PR #4795, opened 2022-07-04
Edit page saving can reload the page and loose scrolling position

alansemenov:
-Fixed PageComponentsTreeGrid not to affect scrolling to the item views
-Updated TextComponentView to let set/get editor's cursor position
-Small update in HtmlEditor to remove redundant param
-Forcing scrolling to the loaded(saved) ItemView and scrolling to the last selected item after save
-Saving latest cursor position within TextComponent's editor before saving content and then restoring selection after save is complete

### DIFF
--- a/modules/lib/src/main/resources/assets/js/app/inputtype/ui/text/HtmlEditor.ts
+++ b/modules/lib/src/main/resources/assets/js/app/inputtype/ui/text/HtmlEditor.ts
@@ -624,7 +624,7 @@ export class HtmlEditor {
                 const config: any = {
                     editor: editor,
                     editorParams: this.editorParams,
-                    cursorPosition: this.getCursorPosition(editor)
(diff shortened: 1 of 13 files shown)


alansemenov (commented):
@ashklianko it works fine when you save with the Save button, but if you save with Cmd-S then text component will go out of edit mode (and of course lose its cursor position). can you fix that as well?

alansemenov:
Changes since the last version:
* Selected component is always scrolled into view (not only a new one)
* SelectedHighlighter is removed when a text component goes into edit mode (before, text component still had a blue mask over it even in edit mode)
* Show Apply button inside the Inspect panel for a Text component (to enable saving/reload of just that component), but only when it's in edit mode
* Keep cursor position also when using the Apply button

@ashklianko please check/review

ashklianko (approved):

PR #8536, opened 2025-03-17
Live Edit is reloaded when applying config changes #8521

### LINKED ISSUE #8521: Live Edit is reloaded when applying config changes
Live Edit is reloaded when applying config changes for component with contributions.

Reproduced with a part/layout with a config that contains an HtmlArea input: applying changes from Inspection panel makes entire live page reload, but only the component itself must be affected and reloaded

ashklianko:


modules/lib/src/main/resources/assets/js/app/wizard/page/LiveFormPanel.ts
```diff
@@ -516,9 +516,17 @@ export class LiveFormPanel
         saveAction.onExecuted(() => {
             const selectedItem = this.lastInspectedItemPath ? PageState.getComponentByPath(this.lastInspectedItemPath) : null;
 
+            if (selectedItem instanceof DescriptorBasedComponent) {
+                this.contentWizardPanel.setMarkedAsReady(false);
```
alansemenov, line 520: Why?

ashklianko: To signal that we are not loading a new component but reloading existing, thus even though it has page contributions we won't reload entire page

alansemenov (approved):

PR #8597, opened 2025-03-25
Support Language of Parts in the RichText editor

### LINKED ISSUE #8596: Support Language of Parts in the RichText editor
[WCAG 3.1.2 Language of Parts](http://www.w3.org/TR/UNDERSTANDING-WCAG20/meaning-other-lang-id.html)

Plugin for CKE4: https://ckeditor.com/cke4/addon/language (license OK).

The list of languages should ideally be configured on the project level. In the first version can be hardcoded to the same languages we support in Content Studio.

Update the [list of supported plugins](https://developer.enonic.com/docs/xp/stable/cms/schemas/input-types/htmlarea#usage) when done.

alansemenov:


alansemenov:
NB! Plugin is not a default one. To enable it, it should be specified in the HtmlArea's config (see below):

```xml
    <input name="htmlarea_text" type="HtmlArea">
      <label>HTML Area with customized toolbar</label>
      <occurrences minimum="0" maximum="2"/>
      <config>
        <exclude>*</exclude>
        <include>JustifyLeft JustifyRight | Bold Italic | Language</include>
      </config>
    </input>
```

ashklianko (approved):

PR #8598, opened 2025-03-25
Create Issue modal dialog: issue item is not selected in the list #8576

### LINKED ISSUE #8576: Create Issue modal dialog: issue item is not selected in the list
1. Select a content and open `Create Issue` modal dialog
2. Click on node toggler in the dialog and switch  to tree mode

Image

3. Close the dialog and reopen it again 
4. Expand the dropdown list 

**BUG**  - The selected item is not checked in the expanded list , Tree mode should be switched to flat mode after closing the dialog 

Image

ashklianko:


modules/lib/src/main/resources/assets/js/app/inputtype/selector/ContentTreeSelectorDropdown.ts
```diff
@@ -278,4 +279,12 @@ export class ContentTreeSelectorDropdown
 
         return true;
     }
+
+    isInTreeMode(): boolean {
+        return this.treeMode;
+    }
+
+    setMode(mode: 'tree' | 'flat'): void {
```
alansemenov, line 287: 1. We should use enums instead of hardcoded strings. Especially if we're going to use it in many classes.

2. It's a bit strange that in `isInTreeMode` we check value of `this.treeMode` property, while `setMode` does something completely different and doesn't change `treeMode` at all. Either `setMode` should also modify `treeMode`, or `isInTreeMode` should check whether `this.modeButton` is active.

ashklianko:
Updated in https://github.com/enonic/app-contentstudio/pull/8603

PR #8624, opened 2025-03-28
Move WebSocket URL to config #8353

### LINKED ISSUE #8353: Move WebSocket URL to config
Use `portal.apiUrl()` to generate URL from shared-socket

edloidas:
Moved WebSocket URL from hardcoded variable to 'init' message. Moved from assets and hardcoded URL to portal's apiUrl in config.

### DIFF
--- a/modules/app/src/main/resources/assets/shared-socket/websocket/init.ts
+++ b/modules/app/src/main/resources/assets/shared-socket/websocket/init.ts
@@ -1,5 +1,5 @@
 import {computed, map} from 'nanostores';
-import {WS_PROTOCOL, WS_URL} from './constants';
+import {WS_PROTOCOL} from './constants';
 import {isWebSocketMessage, WebSocketMessage} from './data';
 
 type WebSocketState = 'connecting' | 'connected' | 'disconnecting' | 'disconnected';
@@ -51,7 +51,7 @@ let reconnectTimeout: number;
 
 let customMessageHandler: (message: Record<string, unknown>) => void;
 
-export function connect(customHandler: (message: Record<string, unknown>) => void): void {
+export function connect(url: string, customHandler: (message: Record<string, unknown>) => void): void {
     const {state, connection} = $websocket.get();
 
     if (state === 'connecting' || state === 'connected') {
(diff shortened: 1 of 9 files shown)


modules/app/src/main/resources/assets/shared-socket/worker/init.ts
```diff
@@ -1,6 +1,5 @@
-import {$isConnected, connect as connectWebSocket} from "../websocket/init";
-import {isMessageWithMetadata} from "./data";
-import {addPort, broadcast, sendTo, sendToId} from "./ports";
+import {$isConnected} from "../websocket/init";
+import {addPort, broadcast, sendTo} from "./ports";
```
alansemenov: We're not using double quotes anywhere. Strange that Linter didn't complain.

modules/app/src/main/resources/assets/shared-socket/websocket/init.ts
```diff
@@ -64,7 +66,13 @@ export function connect(customHandler: (message: Record<string, unknown>) => voi
         cleanup(connection);
     }
 
-    const ws = new WebSocket(WS_URL, [WS_PROTOCOL]);
+    if (url == null) {
```
rymsha: Why would url be optional in connect method? IMO error must be thrown

modules/app/src/main/resources/assets/shared-socket/worker/init.ts
edloidas: Ah, yeah. Will fix. It's CS, so we have less strict rules here.

modules/app/src/main/resources/assets/shared-socket/websocket/init.ts
edloidas: Hmm, well, I found a better approach and fixed it.

Here are a few comments regarding the previous code and suggestions:
- `Optional<T>` here is our custom type that effectively means `T | undefined | null`. In this case, the URL is not optional as it would be in `url?: string`. Instead, it must explicitly be provided each time. The `Optional<T>` type is simply indicating that the value can be `null`, so it's important to handle it explicitly. This works well in strict TypeScript when transitioning from unknown results (such as from a `JSON.parse` call) to our own code, where we're 100% certain about nullish values.
- Regarding throwing errors, it's generally better to avoid doing this in JavaScript because we cannot gracefully handle them as easily as in Java. Errors in JavaScript usually indicate that you've f***ed up somewhere. Having Go-style error returns (like we do in some of our server-side JS code in other apps) would add complexity at this stage. Therefore, try-catch blocks should be kept for situations where the implementation is hidden from us and cannot be controlled, such as with JSON.parse, engine-native functions, Java beans, etc.

alansemenov (approved):

rymsha (approved):

PR #8668, opened 2025-04-07
Set parent lists for tree-based list elements #8667

### LINKED ISSUE #8667: Set parent lists for tree-based list elements
Couple classes are missing an obligatory param, that breaks tree list level calculation

ashklianko:


ashklianko:
Requires https://github.com/enonic/lib-admin-ui/pull/3982

alansemenov (approved):

PR #8676, opened 2025-04-08
Related to lib-admin #3977

ashklianko:


ashklianko:
Requires https://github.com/enonic/lib-admin-ui/pull/3990

PR #8681, opened 2025-04-08
Fix improper usage of promise void returns #8680

### LINKED ISSUE #8680: Fix improper usage of promise void returns
The current codebase contains several instances of improper Promise usage where functions return `Q(null)`. These pattern result in the return type being inferred as `any` instead of `void`, which is problematic, especially as we move toward enabling TypeScript strict mode and eliminating any.

Additionally, there are unnecessary usages of `Q(null)`, `Q.resolve()` where simply calling `Q()` (or nothing at all) would suffice.

edloidas:
Further refactoring related to #8677 and #8679 fixes. 
Makes code a little bit secure by returning void explicitly, instead of any. Also removes invalid or redundant code, that is not type checked due to current TSConfig.

### DIFF
--- a/modules/lib/src/main/resources/assets/js/app/dialog/CompareWithPublishedVersionDialog.ts
+++ b/modules/lib/src/main/resources/assets/js/app/dialog/CompareWithPublishedVersionDialog.ts
@@ -183,7 +183,7 @@ export class CompareWithPublishedVersionDialog
         if (updateDiff) {
             return this.displayDiff();
         } else {
-            return Q.resolve();
+            return Q();
         }
     }
 
@@ -193,7 +193,7 @@ export class CompareWithPublishedVersionDialog
         if (updateDiff) {
             return this.displayDiff();
         } else {
-            return Q.resolve();
+            return Q();
         }
     }
 
--- a/modules/lib/src/main/resources/assets/js/app/dialog/CompareWithPublishedVersionDialog.ts
+++ b/modules/lib/src/main/resources/assets/js/app/dialog/CompareWithPublishedVersionDialog.ts
@@ -182,9 +182,9 @@ export class CompareWithPublishedVersionDialog
 
         if (updateDiff) {
             return this.displayDiff();
-        } else {
-            return Q();
         }
+
+        return Q();
     }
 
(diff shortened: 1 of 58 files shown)


modules/lib/src/main/resources/assets/js/app/dialog/CompareWithPublishedVersionDialog.ts
```diff
@@ -193,7 +193,7 @@ export class CompareWithPublishedVersionDialog
         if (updateDiff) {
             return this.displayDiff();
         } else {
-            return Q.resolve();
+            return Q();
```
ashklianko: Same here, no need 'else'

modules/lib/src/main/resources/assets/js/app/dialog/CompareWithPublishedVersionDialog.ts
```diff
@@ -183,7 +183,7 @@ export class CompareWithPublishedVersionDialog
         if (updateDiff) {
             return this.displayDiff();
         } else {
```
ashklianko: Don't need 'else', can make it even simpler:

```
if (updateDiff) {
            return this.displayDiff();
        } 
       
 return Q();
        
```

modules/lib/src/main/resources/assets/js/app/wizard/ContentWizardPanel.ts
```diff
@@ -943,15 +942,15 @@ export class ContentWizardPanel
 
     private handleNonRenderablePage(): Q.Promise<void> {
         this.liveEditModel = null;
-        return Q.resolve();
+        return Q();
     }
 
     private unloadPage(): Q.Promise<void> {
```
ashklianko: No need in promise here at all

ashklianko (changes requested):

modules/lib/src/main/resources/assets/js/app/wizard/ContentWizardPanel.ts
ashklianko: And in `unloadPage` too

alansemenov (approved):

ashklianko (approved):

pmi (approved):

PR #8712, opened 2025-04-22
Add SharedWorker fallback #8301

### LINKED ISSUE #8301: Add SharedWorker fallback
For the devices, that can not use SharedWorker, we must use WebSocket directly.
Consider having a wrapper code, that will either init and start a SharedWorker, or execute a script directly and establish WebSocket connection in the Tab.

edloidas:


alansemenov (approved):
Looking good! I assume you've tested it on a browser with no SharedWorker support :)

Work required: If a line falls between the first line of the data above and the line holding "that as well?", inclusive, retype it exactly; retype no other line.

Exercise response:
PR #4795, opened 2022-07-04
Edit page saving can reload the page and loose scrolling position

alansemenov:
-Fixed PageComponentsTreeGrid not to affect scrolling to the item views
-Updated TextComponentView to let set/get editor's cursor position
-Small update in HtmlEditor to remove redundant param
-Forcing scrolling to the loaded(saved) ItemView and scrolling to the last selected item after save
-Saving latest cursor position within TextComponent's editor before saving content and then restoring selection after save is complete

### DIFF
--- a/modules/lib/src/main/resources/assets/js/app/inputtype/ui/text/HtmlEditor.ts
+++ b/modules/lib/src/main/resources/assets/js/app/inputtype/ui/text/HtmlEditor.ts
@@ -624,7 +624,7 @@ export class HtmlEditor {
                 const config: any = {
                     editor: editor,
                     editorParams: this.editorParams,
-                    cursorPosition: this.getCursorPosition(editor)
(diff shortened: 1 of 13 files shown)


alansemenov (commented):
@ashklianko it works fine when you save with the Save button, but if you save with Cmd-S then text component will go out of edit mode (and of course lose its cursor position). can you fix that as well?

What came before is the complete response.